Switch at runtime by setting GL_EMBED_PROVIDER. Vectors are tagged with their model — switching triggers a background re-embed.

We don’t embed raw code bodies. Bodies are noisy — full of boilerplate, error handling, imports. Instead we compose a short, dense “fingerprint” per symbol that captures intent:

function authenticate_user(email, password) -> Result<User, AuthError>
docstring: Validates credentials and returns the user if valid.
calls: hash_password, lookup_user, issue_session
callers: login_handler, reset_password
file: src/auth/service.rs

The fingerprint is blake3-hashed so code_embed_index can skip symbols whose fingerprint hasn’t changed. Running on every gl watch cycle is effectively free after the first pass.

// Natural language
gl.code.semantic_search({ query: "validate user credentials", top_k: 5 })
// → authenticate_user (0.654 cosine), hash_password (0.514), ...
// File filter
gl.code.semantic_search({
query: "route handler",
file_filter: "src/api/"
})
// Similarity from an anchor
gl.code.similar({ name: "retry_with_backoff" })
// → exponential_delay, circuit_breaker_reset, ...

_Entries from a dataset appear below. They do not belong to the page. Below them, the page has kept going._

PR #148, opened 2022-03-06
⚡️ Inline variable in ERC20 permit

outdoteth:
The digest is only used once. I haven't actually looked at the bytecode output but I'm quite sure that by inlining instead of declaring a variable an MSTORE and MLOAD is saved.

Before cost:

Screenshot 2022-03-06 at 11 19 23

After cost:

Screenshot 2022-03-06 at 11 19 50

Savings: ~32 gas


outdoteth:
Hmm, @transmissions11   after your comment on the other PR I am now not so sure if an MLOAD or MSTORE is the cause of the savings here. A bytes32 should be on the stack shouldn't it? Will take a look at the assembly tonight.

transmissions11:
hashing is a bit different since the stack input gets lifted into memory before being hashed, but i believe this will still just save some stack operations (its a good opti tho, ill consider it)

outdoteth:
cool, yep I took a look and it's saving a few swaps and a couple dups.

PR #149, opened 2022-03-06
⚡️ Reorder variables in ERC1155

outdoteth:
Memory is append-only in solidity ([ref](https://docs.soliditylang.org/en/v0.8.12/internals/layout_in_memory.html)).

> "Solidity always places new objects at the free memory pointer and memory is never freed (this might change in the future)."

By initialising and modifying the intermediate variable before the loop, you can avoid repeatedly pushing to memory. Gas saving will be `base savings * n` since this changes the cost from O(n) to O(1).

Before cost:
Screenshot 2022-03-06 at 12 02 15

After cost:
Screenshot 2022-03-06 at 12 02 21

From looking at the tests I think the gas saving is approx: 
~20 gas per token


transmissions11:
thanks for your PR! this indeed saves gas, but just fyi these variables aren't stored in memory, they live on the stack. this saves gas because the compiler is able to use a more efficient series of stack operations to do the same task:


Screen Shot 2022-03-06 at 11 44 48 AM

outdoteth:
Ohh cool. I shouldn't have assumed. That was just a lucky change then 😄 .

Semantic search alone returns symbols by meaning. Stack it with graph tools for “meaning + structure”:

gl_run({ code: `
// Find payment-related code
const hits = gl.code.semantic_search({
query: "payment processing and retries",
top_k: 10
});
// Get blast radius for each one
return hits.map(h => ({
name: h.name,
file: h.file,
impact: gl.code.impact({ name: h.name, depth: 2 })
}));
` })

Vectors are stored in the project’s graph backend:

  • Cozo (default): embedding relation with raw little-endian f32 bytes. Brute-force cosine in Rust (~50 ms for 10k symbols).
  • FalkorDB: :Embedding nodes with JSON-serialized vectors. Same brute-force approach.

HNSW indexing is on the roadmap for v2 — it’ll matter once we have 100k+ symbols per project.

If you don’t want gl watch to build embeddings automatically:

Terminal window
export GL_EMBED_AUTO=false

You can then build them manually when needed:

code_embed_index({})
  • “Embedding provider unavailable” — Ollama isn’t running. ollama serve in another terminal, then ollama pull nomic-embed-text.
  • “No embeddings yet for model X” — run code_embed_index({}) once. Or enable auto-index.
  • Queries return nothing relevant — try code_embed_index({force: true}) to rebuild from scratch, then re-query. The fingerprint compose logic improves over releases.